Insbesondere Standardfloskeln gehören in Sachen Bewerbung inzwischen der Geschichte an. Diese mögen in der Vergangenheit vielleicht einmal zum guten Ton gehört haben, doch die Zeiten sind bei vielen Arbeitgebern längst vorbei.

Am Anfang deines Anschreibens solltest du vor allem auf die Floskel „hiermit bewerbe ich mich als …“ verzichten. Denn das schreit förmlich nach einem Standardanschreiben, dass du auch an jeden beliebigen anderen Arbeitgeber verschicken könntest.

Auch die Anrede „Sehr geehrte Damen und Herren“ fällt in diese Kategorie. Denn heutzutage erwähnen Unternehmen die Verantwortlichen für eine Position oft bereits in der Stellenausschreibung. Ist dies nicht der Fall, kann auch ein kurzer Anruf beim Unternehmen helfen, um eine:n Ansprechpartner:in herauszufinden.

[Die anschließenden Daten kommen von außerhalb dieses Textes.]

PR #151, opened 2022-09-15
App Submission: Tdex Provider

tiero:
# App Submission

### App name

TDEX Provider

### 256x256 SVG icon

TDEX_240_icon

### Gallery images

- 
Screenshot 2022-10-11 at 13 54 52
Screenshot 2022-10-11 at 13 55 55
Screenshot 2022-10-11 at 13 56 40

### I have tested my app on:


nevets963 (commented):
Hey @tiero. Thank you for the app submission! Let me know if this is ready for review and I'll give this a test 😄

tiero:
I added the SVG Icon for the App! Give some time to prepare screenshot as well.

> Let me know if this is ready for review and I'll give this a test

I think is ready, we just need to figure out one thing: we have two services, one for the daemon/backend and one for the dashaboard/frontend. 

The frontend wants a "TDEXD Connect URL" as pairing mechanism, to fetch it you can visit the backend endpoint which will show an HTML page showing the connection string.

tdex/docker-compose.yml
```diff
@@ -0,0 +1,56 @@
+version: "3.8"
+
+services:
+  app_proxy:
+    environment:
+      APP_HOST: $APP_TDEX_CONNECT_IP
+      APP_PORT: $APP_TDEX_CONNECT_PORT
+  
+  tdexd:
+    container_name: "tdexd"
```
nevets963, line 10: We can drop this, and rely on docker-compose to name the container automatically for us.

tdex/docker-compose.yml
```diff
@@ -0,0 +1,56 @@
...
+    image: docker pull ghcr.io/tdex-network/tdexd:v0.8.15@sha256:e79aff49e5220d55df7c94d01e404e11b7e5cf094b459b3e6fbb918a7f2a40d6
```
nevets963, line 11: This looks like a typo. This should be: `ghcr.io/tdex-network/tdexd:v0.8.15@sha256:e79aff49e5220d55df7c94d01e404e11b7e5cf094b459b3e6fbb918a7f2a40d6`

tdex/docker-compose.yml
```diff
@@ -0,0 +1,56 @@
...
+      # $DEVICE_DOMAIN_NAME - A .local domain name for the Umbrel server (e.g. "umbrel.local")
+      #
+      # Tor proxy environment variables
+      # $TOR_PROXY_IP - Local IP of Tor proxy
+      # $TOR_PROXY_PORT - Port of Tor proxy
+      #
+      # App specific environment variables
+      # $APP_HIDDEN_SERVICE - The address of the Tor hidden service your app will be exposed at
+      # $APP_PASSWORD - Unique plain text password that can be used for authentication in your app, shown to the user in the Umbrel UI
+      # $APP_SEED - Unique 256 bit long hex string (128 bits of entropy) deterministically derived from user's Umbrel seed and your app's ID
```
nevets963, line 48: Shall we cleanup all these dead comments?

tdex/docker-compose.yml
```diff
@@ -0,0 +1,56 @@
...
+  dashboard:
+    container_name: dashboard
+    image: ghcr.io/tdex-network/dashboard:latest
```
nevets963, line 51: This needs to be pinned to a specific version along with a digest for security reasons

tdex/docker-compose.yml
```diff
@@ -0,0 +1,56 @@
...
+    restart: unless-stopped
```
nevets963, line 52: We usually default to `on-failure` so that the container only restarts with a non-zero status code (which indicates an error).

tdex/docker-compose.yml
```diff
@@ -0,0 +1,56 @@
...
+    environment:
+      USE_PROXY: "false"
```
nevets963, line 54: What is this used for? As we will 'front' the application with a http proxy (the app proxy), so I'm wondering if this relevant.

tdex/exports.sh
```diff
@@ -0,0 +1,2 @@
+export APP_TDEX_CONNECT_IP="x.x.x.x"
+export APP_TDEX_CONNECT_PORT="9999"
```
nevets963, line 2: Don't worry about these details for now, I can patch this up for you

tdex/umbrel-app.yml
```diff
@@ -0,0 +1,27 @@
...
+
+  A small provider's fee can be taken out of each trade and added to the reserves. While the BASE_ASSET-QUOTE_ASSET reserve ratio is constantly shifting, fees make sure that the total combined reserve size increases with every trade. Guaranteed arbitrage opportunities from price fluctuations should push a steady flow of transactions through the system and increase the amount of fee revenue generated. 
+
+  A liquidity provider has full control over the market making strategy to apply needed to calculate the market rate at which to accept trades. That being said, there is a possibility to apply an automated market-making relying only on the reserves balances and the amount requested by the trader, without the need to connect to an external price feed. The default strategy of the alpha daemond is the constant product market-making. In short, this model generates a full order-book based on an initial price for the market. Every transaction that occurs on this market will adjust the prices of the market accordingly. It's a basic supply and demand automated market making system.
```
nevets963, line 12: This all looks really nicely filled out! The detail here is great!

nevets963 (commented):
Hey @tiero I've left some feedback to help get this PR into a testable state. With a few small changes, I can try this out on my Pi! 😄 

Re

> The frontend wants a "TDEXD Connect URL" as pairing mechanism, to fetch it you can visit the backend endpoint which will show an HTML page showing the connection string. Any suggestion on best to do it? ie. to redirect users from one page to another?

We suggest only having 1 Web UI that is exposed to the user because each app is protected by the App Proxy which protects all apps with the user's password (and where applicable 2FA). If you need to share some state, this can be done programmatically by having a folder mounted in both containers that can then share some state.

If this is not possible, then alternatively you can run a small reverse proxy (e.g. caddy) that exposes your UIs on 1 port. For example, `/` to route to your dashboard and `/daemon` to the daemon.

tdex/umbrel-app.yml
```diff
@@ -0,0 +1,27 @@
+manifestVersion: 1
+id: tdex
+category: Finance
+name: TDEX Provider
+version: "0.8.15"
+tagline: Provider liquidity on the TDEX Network, an open protocol to trade Liquid Network assets.
```
lukechilds, line 6: This should be provide, right?

```suggestion
tagline: Provide liquidity on the TDEX Network, an open protocol to trade Liquid Network assets.
```

tdex/docker-compose.yml
tiero: This is a app related variable, we use it to tell we are not running as Tauri packaged app and therefore to not use the grcp-web to grpc proxy embedded

tiero:
Ok fixed most of the comments. I should be able to test on raspberry as well tomorrow

nevets963:
@tiero Would you be able to grant me access to that I can push a few changes to your PR/branch?

> This can be onion hidden service, but must be accessible from anybody outside. Any ideas on how to expose this?

Do you mean you want to expose the `tdexd` service via a Tor hidden service? If so, you can define a `torrc.template` file. E.g: https://github.com/getumbrel/umbrel-apps/blob/f6d132c786b65ff4a7d1f09dbe080ac34aac4e41/electrs/torrc.template#L1-L7 And then inside of `exports.sh` read the Tor Onion hostname:
https://github.com/getumbrel/umbrel-apps/blob/f6d132c786b65ff4a7d1f09dbe080ac34aac4e41/electrs/exports.sh#L6-L7 

Which can then be fed into application as an environment variable.

tiero:
Yes granted write access to the repo.

> Which can then be fed into application as an environment variable.

Seems perfect! Thanks

tiero:
> do you think is correct to pass the service name (ie. `tdexd:9090`) as the URL of the daemon/backend to the frontend


I realized that this way accessing from remote will not work, so we need to pass the onion hidden service, I am right?

Would this make mandatory to use Tor Browser also when reached from LAN?

nevets963:
@tiero I can help you with the `torrc.template` file :) I'll patch this up as soon as I can.

Re how the dashboard communicate with the daemon. I see a problem here; you won't be able to use `tdexd:9090` as a hostname that the dashboard can access. This hostname is only accessible inside of the Docker bridge network (this is useful when containers talk to other containers). But here, the browser won't understand what `tdexd:9090` means.

What I would suggest is; you run a HTTP proxy (e.g Caddy), have `/` defined as your dashboard and perhaps `/api` or `/daemon` for your daemon. And then have your dashboard automatically set the hostname for daemon using `window.location.host`. This would then remove setup burden from the user, but also work in any environment/context, whether it's over `umbrel.local`, access using Tailscale or Tor. Does what I've described make sense as a possible solution?

tiero:
Thanks @nevets963 this was the right call!

We added this feature to read from `window.location` in packaged mode, which will be soon available in the next version of the dashboard. 

I made a preparatory commit, adding the caddy reverse proxy, please let me know if it's what you intended (I tested locally the solution and works great)

nevets963 (approved):
@tiero I've patched up a couple of things and putting this all together is working really nicely now! I've managed to glide through the setup process, create a wallet and create a market. I've tested this over Tor too - that is working. I've also tested on `arm64` and `amd64`.

This is approved from me! 🚀 

@mayankchhabra Could you help prepare the app store graphics please?

tdex/docker-compose.yml
```diff
@@ -0,0 +1,39 @@
...
+      TDEX_LOG_LEVEL: 5
+      TDEX_EXPLORER_ENDPOINT: https://liquid.network/liquid/api
+      TDEX_OPERATOR_LISTENING_PORT: 9090
+      TDEX_TRADE_LISTENING_PORT:  9090
+      TDEX_NO_OPERATOR_TLS: "true"
+      # these vars are used to generate the connect URL
+      # we assume to always show the external endpoint
+      # reachable remotely by other dashboards via Tor
+      TDEX_CONNECT_ADDR: "$APP_HIDDEN_SERVICE"
+      TDEX_CONNECT_PROTO: http
```
nevets963, line 26: @tiero As the dashboard now automatically detects the correct connection url. Potentially these 2 variables are no longer needed?

tiero: These variables are needed for the daemon to also generate a html page used to retrieve the TDEX CONNECT URL  (it should be visibile navigating to `/api/` with the browser) 

Useful if users wants to connect from outside using the tdex dashboard as dekstop app.

tiero:
> And then inside of exports.sh read the Tor Onion hostname:

This may be the last missing thing: I know we now proxy daemon on /api, so one hidden service may suffice, but need to be sure TDEX trader's clients can connect to provider's URL that contains a path in the endpoint.

Otherwise,would each tor onion endpoint be visible on the Umbrel app page somehow or I need to feed it back in the app and show it there?

tdex/docker-compose.yml
tiero: > we can grab the hostname for the daemon specifically and feed that in?

What do you mean here? how you can "introspect" the hostname, with a bash script or something?

tiero: > Tor Hidden Service url for the daemon specifically. ie xyz.onion:9090 

How could the user know about the two difference onion services that are running? ie. one to use to navigate to the dashaboard and the other to give to traders?

tiero: I know Tor is terrible, but it's the only way for TDEX Daemon operators to expose the public trade API and allow TDEX App and other clients to do NAT traversal and reach the daemon running on their Umbrel.

An alternative would be to have services such as ngrok?

nevets963: Yh, unfortunately at this time it's a little tricky in terms of remote access. Potentially Tailscale is another option (that we have in the app store), but that also has a few challenges.

tiero: I bumped the dashboard with this new ENV VAR to feed the hidden service.

I created APP_TDEX_TRADER_HIDDEN_SERVICE, hope this works.

Can you help me to create the exports.sh file?

tiero:
I bumped the dashboard with this new ENV VAR to feed the hidden service.  https://github.com/getumbrel/umbrel-apps/pull/151/commits/30e3c016c9af92f646a2d96afabea628725dc20c

I created APP_TDEX_TRADER_HIDDEN_SERVICE, hope this works.

Can you help me to create the exports.sh file?

nevets963:
Ok nice! I created and tested the `exports.sh` file: https://github.com/getumbrel/umbrel-apps/pull/151/files#diff-57845f7651a52c8b2e41e0d60018bdb1f6f8386b5329d4b764c7e75b89d2f6aeR1-R2 😄

tiero:
@nevets963 amazing! Will test now on a custom umbrel install on a Linux VM

tiero:
ah last thing: what about whitelist/blacklist? Since we exposing the tor hidden service directly of the APP_TDEX_TRADER_HIDDEN_SERVICE, there is no need to whitelist /api via PROXY_AUTH_WHITELIST right?

The Umbrel password will be asked only if reached via browser or the **main** hidden service?

nevets963:
This depends on the setup you want to provide. If you 'advertise' the Tor Hidden Service url for the daemon in the dashboard, then when users access this over Tor, they will talk directly to the daemon. Given the url is a random string plus (as I understand it), the daemon has it's own auth (macaroon) system, then I suspect this ideal for your usecase.

However, instead, you could 'advertise' the hidden service for caddy which is protected by our App Proxy and have users access this via Tor (which is a different Tor Hidden Service url) and go to `/api`. From what I see, this doesn't seem ideal, and what I said above seems more aligned to your/your user's usecase?

tiero:
> the daemon has it's own auth (macaroon) system, then I suspect this ideal for your usecase.

Yes exactly we do not need the daemon to be authenticated on top, since operator APIs have macaroon auth and the trader APIs (public) must be accessed publically.

nevets963:
Makes sense to me!

tiero:
Installed umbrel on a VM, I followed the guide to install the app using `~/umbrel/scripts` but then I cant launch the app, what should be the right port?


image

tiero:
@nevets963 we discovered a bug in out implementation, so bear with us until we fix the dashboard.

tiero:
We fixed the latest bug, so now the dashboard should be able to  connect with daemon nicely.

I tested in a Linux VM instaling the Umbrel there etc.. all works nice.

One thing: the injected `APP_TDEX_DAEMON_HIDDEN_SERVICE` variable seems to return an onion address `xxx.onion`, but apparently seems not to be reachable via Tor Browser.

(connecting via clearnet to the IP of my VM, with the given Umbrel cookie, works just fine, so daemon is running correctly I assume)

What I could check? 

I can also give you access to the VM if you may want to check this out live.

nevets963:
@tiero Hmm, potentially you're missing the port number from the .onion url which I set to `9090` (https://github.com/getumbrel/umbrel-apps/pull/151/files#diff-a100f2f28349dfdbcda3df3dafa8388677ca7bf17d677c939b6202128e6bb863R3). It's working OK here, where it's asking me to enter a password. You could change this so that the .onion is listening on port 80 (standard HTTP) and then forwards this to the daemon (listening on `9090`). Potentially user's expect to use port `9090` - not sure; feel free to change this.

Let me know if the above was the problem.

tiero:
thanks @nevets963 that was it 🎉 

I decided to listen on port 80, mostly because most TDEX liquidity providers in tdex network currently expose on port 80, introducing anything different in Umbrel will clearly mark them as Umbrel users.

Please check again, but I am good on my side.

I will try to test on an actual Raspberry today, to make the final test, and then we are good on my side.
Will send screenshot as well

tiero:
Tested on Rpi and uploaded screenshots in the PR description! 

We just want to make the latest review and changes to copy in the dashboard, then we are good for merging!

nevets963:
@tiero Just a friendly ping to see how things are getting on from your side?

tiero:
> @tiero Just a friendly ping to see how things are getting on from your side?

Apologies for the late response! We are tweaking the last things in terms of copy and layout, we plan to push it beginning of January.

tiero:
Hey guys! We are ready to publish the app in the store! Thank you for waiting

tdex/docker-compose.yml
```diff
@@ -7,7 +7,7 @@ services:
       APP_PORT: 8080
   
   tdexd:
-    image: ghcr.io/tdex-network/tdexd:v0.8.19@sha256:5a2c0db9f74812e67aa98f50f396e81edd23ef49cb6797b084027ba6124db707
+    image: ghcr.io/tdex-network/tdexd:v0.0.9@sha256:77729e6c0019752059cc5bf624675e261abd8b856e0a7e8f59889b7ec0a35eb3
```
nevets963, line 10: @tiero Is there a typo here as I can't pull down `v0.0.9`, but I see `v0.9.0` available?

tiero: Ups, yes typo before commit

nevets963 (commented):
@tiero Looks like we're now really close! Due to some changes in Umbrel related to Tor, we need to make a few small changes which I've detailed below. I did just test Tdex in it's current form and it appears to be workly nicely (outside of Tor access to the daemon).

Let me know if I can help if with anything.

tdex/docker-compose.yml
```diff
@@ -0,0 +1,39 @@
...
+
+services:
+  app_proxy:
+    environment:
+      APP_HOST: tdex_caddy_1
+      APP_PORT: 8080
+  
+  tdexd:
+    image: ghcr.io/tdex-network/tdexd:v0.9.0@sha256:77729e6c0019752059cc5bf624675e261abd8b856e0a7e8f59889b7ec0a35eb3
+    tty: true
```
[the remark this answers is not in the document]
tiero: We have a CLI embedded which has some interactive commands. I do think is necessary yes

tdex/torrc.template
```diff
@@ -0,0 +1,7 @@
+# TDEX Public Trader Interface Hidden Service
+HiddenServiceDir /data/app-$APP_ID-daemon
+HiddenServicePort 80 tdex_tdexd_1:9090
```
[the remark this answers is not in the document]
tiero: did this, not clear to me how to invoke these hooks? or is umbrel handling on top?

tdex/torrc.template
```diff
@@ -0,0 +1,7 @@
...
+
+# Dashboard Frontend Hidden Service
+HiddenServiceDir /data/app-$APP_ID
+HiddenServicePort 80 $APP_PROXY_HOSTNAME:$APP_PROXY_PORT
```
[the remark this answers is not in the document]
tiero: How to modify the file the?

tdex/torrc.template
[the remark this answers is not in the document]
tiero: @nevets963 It seems to me you have write access to the fork already https://github.com/tdex-network/umbrel-apps/tree/tdex

nmfretz:
Hey @tiero I'm taking over for Steve and can help you with the final stages of getting Tdex Provider into the App Store.

Taking a look now.

tdex/torrc.template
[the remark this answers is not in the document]
nmfretz: The only thing you have to do here now is delete the `Dashboard Frontend Hidden Service` code, since it is no longer needed.

tdex/torrc.template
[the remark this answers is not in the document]
nmfretz: All you need to do is edit the pre-start hook file appropriately for you app. There's nothing you need to do on your end to invoke these hooks. Umbrel will automatically run this pre-start hook when the app is started. See here for example:
https://github.com/getumbrel/umbrel/blob/d7c9f4d16317d52eef2193458935dc673790f4db/scripts/app#L362-L380

tdex/hooks/pre-start
```diff
@@ -0,0 +1,26 @@
...
+	if [[ -f "${HIDDEN_SERVICE_FILE}" ]]; then
+		echo "App: ${APP_ID} - Hidden service file created successfully!"
+		break
+	fi
+	sleep 0.1
+done
+
+if [[ ! -f "${HIDDEN_SERVICE_FILE}" ]]; then
+	echo "App: ${APP_ID} - Hidden service file wasn't created"
+fi
```
nmfretz, line 26: This file just needs to be edited slightly so that it refers to your app components and not the Lightning Node app. Right now this file is using the grpc container for the hidden service file and then booting up the lnd container (both containers are part of the Lightning Node app).

```suggestion
#!/usr/bin/env bash

# Delay booting TDEX until the Tor Hidden Service is ready

HIDDEN_SERVICE_FILE="${TOR_DATA_DIR}/app-${APP_ID}-daemon/hostname"

if [[ -f "${HIDDEN_SERVICE_FILE}" ]]; then
	exit
fi

"${UMBREL_ROOT}/scripts/app" compose "${APP_ID}" up --detach tdexd
"${UMBREL_ROOT}/scripts/app" compose "${APP_ID}" up --detach tor

echo "App: ${APP_ID} - Generating Tor Hidden Service..."

for attempt in $(seq 1 100); do
	if [[ -f "${HIDDEN_SERVICE_FILE}" ]]; then
		echo "App: ${APP_ID} - Hidden service file created successfully!"
		break
	fi
	sleep 0.1
done

if [[ ! -f "${HIDDEN_SERVICE_FILE}" ]]; then
	echo "App: ${APP_ID} - Hidden service file wasn't created"
fi
```

nmfretz:
Alright, looks like some small changes related to Tor are needed (see my review) and then I can do some final testing.

tiero:
Is anything missing from this submission? @nmfretz

nmfretz:
Sorry for the delay @tiero. Testing this now.

nmfretz:
Hey Marco, I am having some issues when first installing the app where in Advanced Settings, the `Tor Hidden Service of Trader Interface` field shows up as `notyetset.onion` indicating that whatever env var is being accessed to display the onion address was passed into a docker container before the hidden service was created. A restart of the app after installation fixes this and an onion address shows in Advanced Settings.

To help fix this can you please walk me through how the dashboard is displaying this onion address? Looking at the `docker-compose.yml` I see that you have `$APP_TDEX_DAEMON_HIDDEN_SERVICE` being passed as an env var to both `tdexd` (as TDEX_CONNECT_ADDR) and `dashboard` (as TRADER_HIDDEN_SERVICE). Is it using one of these?

The way the `pre-start` hook works right now is that the dashboard container is not started until the hidden service file exists. This means `TRADER_HIDDEN_SERVICE` will be set correctly. However, the variable `TDEX_CONNECT_ADDR` in the `tdexd` container will be set to `notyetset.onion` on install.

tiero:
Hey @nmfretz  we should have fixed it. We tested it on an online machine with Umbrel installed on it.

Can you double-check if everything checks out now?

nmfretz:
Thanks @tiero! I will look at this very soon. Here is how your app logo and gallery images are looking. Can you please let me know:
1) What text you would like to see on each of the images
2) If you would like any changes to be made to the logo or gallery images

TDEX_Provider

tiero:
Will get back to you very soon

tiero:
These are the copy

1. Provide liquidity for multiple TDEX market

2. Non-custodial - participate in markets and withdraw with your own keys 

3. Detailed insights for each market

nmfretz:
Thanks @tiero, here are the images and icon:







icon

tiero:
LFG 🚀

tdex/umbrel-app.yml
```diff
@@ -0,0 +1,28 @@
...
+version: "0.8.15"
+tagline: Provide liquidity on the TDEX Network, an open protocol to trade Liquid Network assets.
+description: >-
+  A Provider holds Liquid reserves of both a BASE_ASSET-QUOTE_ASSET in his non-custodial Liquid hot-wallet, running automated market-making strategies, either with or without an oracle. Providers are incentivized to be always on and need to expose a public reachable endpoint either via clearnet or using a Onion hidden service.
+  A small provider's fee can be taken out of each trade and added to the reserves. 
+  A liquidity provider has full control over the market making strategy to apply needed to calculate the market rate at which to accept trades. That being said, there is a possibility to apply an automated market-making relying only on the reserves balances and the amount requested by the trader, without the need to connect to an external price feed. The default strategy of the alpha daemond is the constant product market-making. In short, this model generates a full order-book based on an initial price for the market. Every transaction that occurs on this market will adjust the prices of the market accordingly.
+releaseNotes: >-
```
nmfretz, line 11: We can remove the entire releaseNotes section for the initial app release. This gets used once we start doing app updates.

tdex/exports.sh
```diff
@@ -0,0 +1,7 @@
+export APP_TDEX_PORT="9090"
+
+daemon_hidden_service_file="${EXPORTS_TOR_DATA_DIR}/app-${EXPORTS_APP_ID}-daemon/hostname"
+export APP_TDEX_DAEMON_HIDDEN_SERVICE="$(cat "${daemon_hidden_service_file}" 2>/dev/null || echo "daemon_not_yet_set.onion")"
+
+# Necessary for the tdexd daemon to be able to write to the volume
+sudo chmod -R 777 "${UMBREL_ROOT}/app-data/tdex/tdex-data"
```
nmfretz, line 7: Did you want to give full read/write/executable permissions to user, group, and others here? 
or does giving read/write/execute to user and read/execute to group and others work for you... for example, by running:
`sudo chmod -R 755 "${UMBREL_ROOT}/app-data/tdex/tdex-data"`

nmfretz (commented):
I've tested and it's working well @tiero! I checked and the `${APP_TDEX_DAEMON_HIDDEN_SERVICE}` env var is being set correctly inside the `tdexd` and `dashboard` containers.

I have left a couple small comments below. Let's get this shipped 🚀!

tdex/docker-compose.yml
```diff
@@ -0,0 +1,49 @@
...
+  dashboard:
+    image: ghcr.io/tdex-network/dashboard:v0.1.55@sha256:dfa7cdb75117c97e671285fc9754a6cabafc7f74760c314e6625c33067509beb
+    restart: on-failure
+    environment:
+      USE_PROXY: "false"
+      IS_PACKAGED: "true"
+      TRADER_HIDDEN_SERVICE:  "${APP_TDEX_DAEMON_HIDDEN_SERVICE}"
+
+  caddy:
+    image: caddy:2.6.4-alpine@sha256:5acae6b87b26a591d6d14ec2704b7f2cd94b888ad62af16a02356d3124198ede
```
nmfretz, line 36: This needs to be the multi-arch digest. I think this is the one:
`sha256:4dfec6c3b22c36b63ea4a3633c7cdbdaa9926d1324c27db2b0e2b70ef9cd105a`

tdex/exports.sh
nmfretz: I'm okay with this going out as-is and then we can consider handling this another way in the future to avoid giving such relaxed permissions to your app's data directory.

I quickly looked at the [dockerfile for tdex](https://github.com/tdex-network/tdex-daemon/blob/master/Dockerfile) and noticed that the user and group are set to `tdex`. One way you might be able to solve this issue is by having tdex run as user/group 1000.

nmfretz:
@tiero I pushed some changes:
- added correct multi-arch digest for caddy
- removed the release notes, which you can add back in the first time you update the app
- added some whitespace to the app description so that is shows up nicely in the App Store
- updated the submitter field to show that you are a TDEX developer. We're trying to make it obvious in the app store that an app has been packaged by the developer of the app, vs a community member, vs Umbrel.

I tested on amd64 and arm64 from an umbrel set-up standpoint. The app launches properly and has Tor config and env vars are set correctly.  We are good to launch as soon as you give me the word! 🚀

For future updates you may want to look into running tdexd as user 1000 to avoid having to `chmod` the data directory on the host https://github.com/getumbrel/umbrel-apps/pull/151#discussion_r1188091047

Another thing to consider for future updates is you could change the app description to something super simple and general and link to more details on [your site](https://tdex.network/) As the app developer, this is completely up to you!

nmfretz:
Merging now based on Telegram convo.

Thanks again for all your hard work bringing TDEX to Umbrel @tiero!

Verabschiede dich nicht zu schwulstig

Neben den Standards gehören aber auch übertriebene Formulierungen zu den No-Gos in deiner Bewerbung. Insbesondere solltest du auf zu schwulstige Ausdrücke wie die Schlussformel „Hochachtungsvoll“ verzichten.

Hier solltest du auf zeitgemäßere Formulierungen zurückgreifen. Das kann ein klassisches „Mit freundlichen Grüßen“ sein. Willst du dich aber auch hier abheben, kannst du „viele Grüße“ oder „herzliche Grüße“ versenden.

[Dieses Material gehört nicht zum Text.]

PR #161, opened 2022-09-26
Update robosats to v0.2.0-alpha

aphex3k:
This is the first alpha available for robosats after the MVP version.


nevets963 (approved):
@aphex3k Thanks for another app update!

Tested on `arm64` and `amd64`. Approved!  🚀 

Merging now.

PR #166, opened 2022-09-28
Update Pi-hole to 2022.09.4

mccolister1017:
9 days old update .


nevets963 (commented):
@mccolister1017 Many thanks again for the Pi-Hole app update! Would you be able to give me write access or create these PRs on separate branches; that way I can make some small modifications. I think the release notes here are a little verbose.

PR #171, opened 2022-09-28
Update Pi-hole to 2022.09.4 

mccolister1017:
Release notes https://github.com/pi-hole/docker-pi-hole/releases/tag/2022.09.4


nevets963 (commented):
Hey @mccolister1017 It looks like I still don't have write access for me to be able to add the release notes. I suspect it's because this PR is coming from your `master` branch. If you create a branch or grant me write access then I should be able to do this.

Zähle nicht zu viele Skills in deiner Bewerbung auf

In der Kürze liegt die Würze – und das gilt auch für dein Anschreiben bei einer Bewerbung. Deshalb solltest du auch vermeiden, zu viele Meilensteine deiner beruflichen Laufbahn in deinem Anschreiben aufzuzählen. Hierfür ist schließlich der Lebenslauf da.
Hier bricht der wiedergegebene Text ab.